The rapid rise of industrialization and urbanization unfavourably engenders the pollution of our precious natural resources leading to acute health issues in human beings.1 Notably, water pollution is one of the fatal causes of several infectious diseases such as cholera, typhoid, and dysentery. The release of untreated effluents from textile industries into water resources is a prime cause of pollution which adversely affects aquatic organisms2 and results in discontinuity in marine life cycle. In this regard, numerous approaches such as reverse osmosis, ion exchange, solvent extraction and chlorination are employed to treat effluents in the water reservoirs removing the dye molecules.3 However, they have failed to eradicate the microorganisms completely. To overcome this critical issue, nanomaterials have been considered as a suitable candidate in this field owing to their unique physical and chemical properties such as increased surface to volume ratio, high diffusivity, and excellent reactivity.4,5 In particular, metal oxide nanoparticles (NPs) are identified as ideal candidates for degrading organic pollutants in contaminated water and effective destruction of pathogens.6,7 Among the wide range of metal oxide NPs, titanium dioxide (TiO2) is widely investigated in the fields of photocatalysis and antibacterial activity as the result of its remarkable physiochemical properties inclusive of stability and super non-toxicity. Nevertheless, the efficiency of TiO2 based nanomaterials in the field of photocatalytic dye degradation applications is still far from satisfactory due to its wide energy gap of ∼3.4 eV.8,9 Therefore, as a natural choice of interest the narrow band gap semiconducting nanomaterials with promising chemical stability and non-toxic behaviour are explored to enhance the photocatalytic dye degradation performance of the metal oxide NPs. It is well known fact that the sun light on surface of the earth consists of ∼50% near infrared (NIR), ∼45% visible light and only ∼5% ultraviolet (UV) light.10

Recently, bismuth vanadate (BiVO4) NPs has attained widespread of research interest in various fields like photovoltaic, solar water splitting and photocatalytic dye degradation applications owing to potential n-type semiconducting nature with visible band gap of 2.4 eV, excellent photo-stability with resistance to photo-corrosion.11–13 Generally, the photocatalytic materials are expected to be a good antibacterial agent owing to their feasibility for the generation of reactive active species. Further, for the future day to day device viability, the materials with multiple applications are preferred. In this regard, the BiVO4 receives wide range of research attention since it is a non-toxic material for the human cells and at the same time, it has a potential to fight against the infectious bacteria.14 In addition to that, if the materials to be a better photocatalyst, it needs to cover almost entire visible region of solar spectrum. The BiVO4 possess the most required band position to harvest the visible region from solar illumination and also able to possess antibacterial activity. Therefore, we strongly believe that the BiVO4 NPs will simultaneously purify the contaminated water whether it is contaminated by some infectious bacteria nor organic dye molecules and its high antibacterial activity will play a major role in the long term and repeated usage of photocatalytic BiVO4 NPs for real-time water purification. Even though, only few research works have been emerged in the field of antimicrobial studies of BiVO4 NPs.14–19 However, its antimicrobial efficiency is still for from satisfactory. Therefore, we are motivated to synthesis BiVO4 NPs and study its antimicrobial efficacy and dye degradation performance.

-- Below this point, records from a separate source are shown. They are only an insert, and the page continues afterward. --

PR #35303, opened 2023-04-24
GH-35302: [Go] Improve unsupported type error message in pqarrow

### LINKED ISSUE #35302: [Go] Parquet library should include details about unsupported types in the error message

Currently when using the pqarrow library with an unsupported type, the error is:

```
not implemented yet
```

This makes it hard to know which type exactly is not supported. It would be nice if this error were more verbose and included the type, e.g.

```
support for INTERVAL_DAY_TIME not implemented yet
```

### Component(s)

Go

hermanschaaf:
* Closes: #35302

### DIFF
--- a/go/parquet/pqarrow/schema.go
+++ b/go/parquet/pqarrow/schema.go
@@ -388,7 +388,7 @@ func fieldToNode(name string, field arrow.Field, props *parquet.WriterProperties
 		}
 		return schema.MapOf(field.Name, keyNode, valueNode, repFromNullable(field.Nullable), -1)
 	default:
-		return nil, xerrors.New("not implemented yet")
+		return nil, xerrors.Errorf("support for %v not implemented yet", field.Type.ID())
 	}
 
 	return schema.NewPrimitiveNodeLogical(name, repType, logicalType, typ, length, fieldIDFromMeta(field.Metadata))
--- a/go/parquet/pqarrow/schema.go
+++ b/go/parquet/pqarrow/schema.go
@@ -388,7 +388,7 @@ func fieldToNode(name string, field arrow.Field, props *parquet.WriterProperties
 		}
 		return schema.MapOf(field.Name, keyNode, valueNode, repFromNullable(field.Nullable), -1)
 	default:
-		return nil, xerrors.Errorf("support for %v not implemented yet", field.Type.ID())
+		return nil, fmt.Errorf("%w: support for %s", arrow.ErrNotImplemented, field.Type.ID())
 	}
 
 	return schema.NewPrimitiveNodeLogical(name, repType, logicalType, typ, length, fieldIDFromMeta(field.Metadata))
--- a/go/parquet/pqarrow/schema_test.go
+++ b/go/parquet/pqarrow/schema_test.go
@@ -416,27 +416,26 @@ func TestListStructBackwardCompatible(t *testing.T) {
 // when support for these types is added.
 func TestUnsupportedTypes(t *testing.T) {
 	unsupportedTypes := []struct {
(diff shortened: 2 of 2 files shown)


go/parquet/pqarrow/schema.go
```diff
@@ -388,7 +388,7 @@ func fieldToNode(name string, field arrow.Field, props *parquet.WriterProperties
 		}
 		return schema.MapOf(field.Name, keyNode, valueNode, repFromNullable(field.Nullable), -1)
 	default:
-		return nil, xerrors.New("not implemented yet")
+		return nil, xerrors.Errorf("support for %v not implemented yet", field.Type.ID())
```
zeroshade, line 391: probably makes more sense to just do `field.Type` instead of `field.Type.ID()` which would be more generic (it would give "MAP" instead of "Map<string, int>" etc....

zeroshade (changes requested):
Can you add a unit test that checks for the error?

go/parquet/pqarrow/schema.go
hermanschaaf: The `switch` that this is the default for is on `field.Type.ID()`, which is why I thought it makes more sense to use `field.Type.ID()` in the error as well. WDYT?

hermanschaaf:
@zeroshade Sure, though do you have any ideas on how to implement such a test? Would it be okay to have a test that checks for types that are currently unsupported, knowing we'd need to update the test later when support for those types are added?

zeroshade:
@hermanschaaf yup exactly. It's perfectly fine to check for types that are currently unsupported even though we'd have to update it later when support is added. In the meantime the test will ensure we don't break having that information in the error message.

hermanschaaf:
@zeroshade Added a test, please have another look :bow: I still think it's fine/better to use the ID in the message there because that's what the switch statement is based on, but let me know what you think.

go/parquet/pqarrow/schema.go
zeroshade: okay, that makes sense. I tend to like being more specific but I agree that since that's what we're switching on, it's good to be clear rather than expecting a consumer to understand the difference.

zeroshade, line 391: let's use `fmt.Errorf("%w: support for %s", arrow.ErrNotImplemented, field.Type.ID())`

zeroshade (changes requested):

go/parquet/pqarrow/schema.go
hermanschaaf: Updated 👍

go/parquet/pqarrow/schema_test.go
```diff
@@ -410,3 +411,33 @@ func TestListStructBackwardCompatible(t *testing.T) {
...
+		t.Run(tc.typ.ID().String(), func(t *testing.T) {
+			arrowFields := make([]arrow.Field, 0)
+			arrowFields = append(arrowFields, arrow.Field{Name: "unsupported", Type: tc.typ, Nullable: true})
+			arrowSchema := arrow.NewSchema(arrowFields, nil)
+			_, err := pqarrow.ToParquet(arrowSchema, nil, pqarrow.NewArrowWriterProperties())
+			assert.Error(t, err)
+			if err != nil {
+				wantMsg := fmt.Sprintf("support for %s not implemented yet", tc.typ.ID())
+				assert.Equal(t, wantMsg, err.Error())
+			}
```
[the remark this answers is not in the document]
hermanschaaf: Updated, thanks 👍

zeroshade (approved):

In general, BiVO4 exists in three distinct crystal phases, namely monoclinic scheelite (clinobisvanite), tetragonal zircon (dreyerite) and tetragonal scheelite (pucherite).20,21 Among them, the monoclinic scheelite (clinobisvanite) phase of BiVO4 is considered the most favourable photocatalyst for visible light driven dye degradation applications, as it offers relatively narrow band gap (<2.4 eV) than the tetragonal zircon (dreyerite) and tetragonal scheelite (pucherite) phases.18,22 Consequently, numerous approaches have been adopted to synthesis high quality BiVO4 NPs such as hydrothermal method,23 sol–gel method,5 microwave synthesis,14 chemical precipitation and solvo-thermal method.24 Among them, the traditional chemical precipitation method is adopted in this paper, since this is a simple, cost effective and surfactant free approach for the preparation of BiVO4 NPs.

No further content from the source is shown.